Columnist Rasna Warah’s article on urbanisation and urban development in Kenya on Monday raised fundamental questions on the conflict between territory on one hand and sectoral interests on the other.

Her proposal that major cities and urban areas under the jurisdiction of counties could be re-constituted under a ‘well-funded’ urban authority that would focus on enhancing their competitiveness through targeted investment is a misconception. A single ‘urban authority’ that Warah proposes is likely to suffer the metropolitan complex.

Warah’s further suggestions on the role of this ‘urban authority’, for instance, deciding whether a bridge is vital to Mombasa’s growth, or an enlarged port to Kisumu’s, or whether solar panels should light up Nakuru, is against the principles of good governance as envisaged in our constitution. The Constitution provides for urban areas and cities embedded under the chapter on devolution (Article 184). The law further requires that urban areas demonstrate clearly institutionalised mechanisms for citizen participation before conferring them with city, municipality or town status. Setting up a national authority to manage cities will be unconstitutional

It is correct, however, that even with the preponderance of legislations such as the Urban Areas and Cities Act (2011), the challenge of managing urban development still persists.

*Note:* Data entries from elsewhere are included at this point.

Issue #5952, opened 2024-12-04
[C2] Course button "Hide all" do not hide all the tools (few missing tools


NicoDucou:
In the homepage of a course, if we click on "Hide all" (page like type https://xxx/course/3/home).
We login the page again some tools are still marked as visible : Chat, Notebook and Wiki.

ywarnier:
As far as I can test, this works correctly now.

PR #6373, opened 2025-06-19
Fix bug #5952  Course button "Hide all" do not hide

chamilo-uga:


ywarnier:
Seems logical to me.
Note: those 3 tools are not yet working in C2.

Issue #3143, opened 2020-03-27
Deleting course does not delete BBB conference recordings


ywarnier:
When the videoconference plugin (BBB) is enabled, course recordings can be created.
When a course is deleted, there is currently no process to delete the recording, so recordings remain there, unattached.

Add an option to the BBB plugin to delete recordings on course or session deletion.
Use a hook to delete them through the bbb::deleteRecording() method.

christianbeeznest:
It is implemented with this PR https://github.com/chamilo/chamilo-lms/pull/6377

Requires more testing.

PR #6377, opened 2025-06-20
Plugin: Cleanup BBB recordings on course/session deletion - refs #3143

christianbeeznest:


ywarnier:
I cannot really test it for now (we can still do that in beta) but the code looks good. Closing.

Issue #2512, opened 2018-04-30
Add automatic switch to next step in learning path, only if video


ywarnier:
### Current behavior
If a learning path is made almost exclusively of videos, the course stops at the end of each video.

### Expected behavior
Be able to "let it run", so that, at the end of each video, the next step is started automatically (after 10 seconds).

### Steps to develop
 - consider video files as a new type of document (file, folder, video)
 - when adding a video (file) as a step in a learning path, register this step at lp_item.type = video
 - when showing this item, intercept the lp_view.php and add the corresponding video player tags (so it is not necessary to embed the video in an HTML page)
 - modify the media player with a callback to "switch_item()" of the learning path, so that the next item is automatically loaded 10 seconds after the end of the video
 - optional: add an option in the lp table to enable/disable auto-forward for videos

Extra: in the table of contents of the learning path, show the time [hh:mm:ss] of the video (register that as an extra_field of the document, maybe?)

ywarnier:
If this is not possible in a realistic timeframe, then using the postroll plugin to show a button to move to the next step would be nice also: https://github.com/mediaelement/mediaelement-plugins/blob/master/docs/postroll.md
The playlist plugin also seems to be a possibility, as it allows one to execute an action to pass to the next element.

christianbeeznest:
It is implemented with this PR https://github.com/chamilo/chamilo-lms/pull/6419 , it requires more testing.

Thanks for confirmation.

ywarnier:
Tested and approved.

PR #6419, opened 2025-06-30
Learnpath: Add automatic switch to next step in learning path, only if video - refs #2512

christianbeeznest:


ywarnier (commented):
Code generally looks good overall.
I would prefer declaring and using a new constant "TOOL_DOC_VIDEO" rather than the string "video" in learnpath.class.php an others.
Sending you PR with a conversion of quotes to double quotes make it much harder to review.
New potential language terms:
- 'Videos'
- 'No videos found'

ywarnier:
Merging to get the DB structure for Alpha 3.
Feature remains to be tested.

Issue #3793, opened 2021-02-23
Upload themes (css)


jmontoyaa:
Allow to upload css themes inside the public/ folder in order to improve performance instead of saving the files in var/

ywarnier:
We need the option to upload new CSS themes to Chamilo 2.0. Otherwise it will be blocking for many.

The things that need to be uploaded:
- replacement for assets/css/app.scss (see pre-processing mechanism here: https://github.com/chamilo/chamilo-lms/wiki/Graphical-design-guide#appcss)
- replacement for the logo at assets/css/themes/chamilo/images/header-logo.svg

Technically, the new styles should all be uploaded in var/ because that's the only folder we want users to be able to write to.
There is currently a var/templates/ folder, but it seems more dedicated to... templates (HTML templates).
I guess we should create a var/css/themes/[theme-name]/ to hold the SCSS file(s).
Whatever the pre-processing mechanism is now to generate CSS from SCSS (when you upload a new CSS theme), it should first load assets/css/app.scss and whatever it loads now, then find the CSS theme configured in settings_current, then load the custom SCSS file(s) from var/css/themes/[theme-name]/ and, with that, generate a /build/css/app.css and a custom /build/css/[theme-name]/app.css that has to be loaded when that style is selected.

It is not necessary to offer the possibility to *update* an existing theme. Each new theme version should have a version number, because this will avoid bad caching processes.
Upload should be done in zip format as these are always multiple-files. Look at 1.11.x implementation for details on filtering.

daniboygg:
Reviewing the pull request https://github.com/chamilo/chamilo-lms/pull/4753 we decide the following steps for making this feature: 

1. Send a JSON with Chamilo colors to the backend
```
{
    "--color-primary-base": "46 117 163",
    "--color-primary-gradient": "156 194 218",
    "--color-secondary-base": "243 126 47",
    "--color-secondary-gradient": "224 100 16",
    "--color-tertiary-base": "0 0 0",
    "--color-tertiary-gradient": "51 51 51",
    "--color-success-base": "119 170 12",
    "--color-success-gradient": "84 119 8",
    "--color-danger-base": "223 59 59"
}
```
3. The backend should store this as a JSON in the database
[...]

PR #6458, opened 2025-07-10
Internal: Add default color theme on install/migrate - refs #3793

ywarnier:
Missing URL assignment and fixing issue on use of array for "variables".


ywarnier:
Substituted by #6466

PR #6485, opened 2025-07-19
Show four columns vs three actually in course grid

yverhenne:


.gitignore
```diff
@@ -16,6 +16,7 @@ app/logs/*
 /app/config/mail.conf.php
 /app/config/profile.conf.php
 /app/config/configuration.php
+composer.lock
```
yverhenne, line 19: Cette ligne n'est pas à prendre en compte. tout comme le fichier .gitignore

yverhenne (commented):
Le fichier .gitignore n'est pas à prendre en compt

NicoDucou:
Hi @yverhenne 

A few remarks regarding this PR.
First there is a problem in the language ribon that lost its shadow (triangle shape). It looks like this normaly :
image

And in your branch the shadow is left on top alone : 
image

This PR would change the standard behaviour of Chamilo and we avoir doing changes that affect all the user by default.
Since the changes are only in css and tpl you could apply those changes on your plateform directly putting the tpl files in the overrides template folder and the css change in you personalized style sheet that you can import from the page  /main/admin/settings.php?category=Stylesheets

So this PR can not be included in Chamilo.

Best regards

PR #6531, opened 2025-07-29
Tracking:#Enable improved tracking section in main/mySpace/myStudents.php

yverhenne:
Option to enable in configuration.dist.php to add a progress summary section in the sessions, in mystudents.php


main/install/configuration.dist.php
```diff
@@ -1953,6 +1953,9 @@
 //Create an extra field for courses with identifier "theoretical_time"
 //$_configuration['display_theoretical_time'] = false;
 
+// Enable improved tracking section in main/mySpace/myStudents.php
+$_configuration['improve_tracking_in_mystudent_php'] = true;
```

Warah, however, raises a significant debate on institutional rescaling of urban development functions in order to optimally guide Kenya’s urbanisation. The space of urban planning and development is still highly contested between national and county governments. The implementation of the Urban Areas and Cities Act (2011) met obstacles right from the onset.

The creation of a national ‘urban authority’ may be a technically lazy solution because the reasons of lack of infrastructure and basic services in most urban areas, as glaring as it may be, is insufficient cause for re-structuring functional imperatives.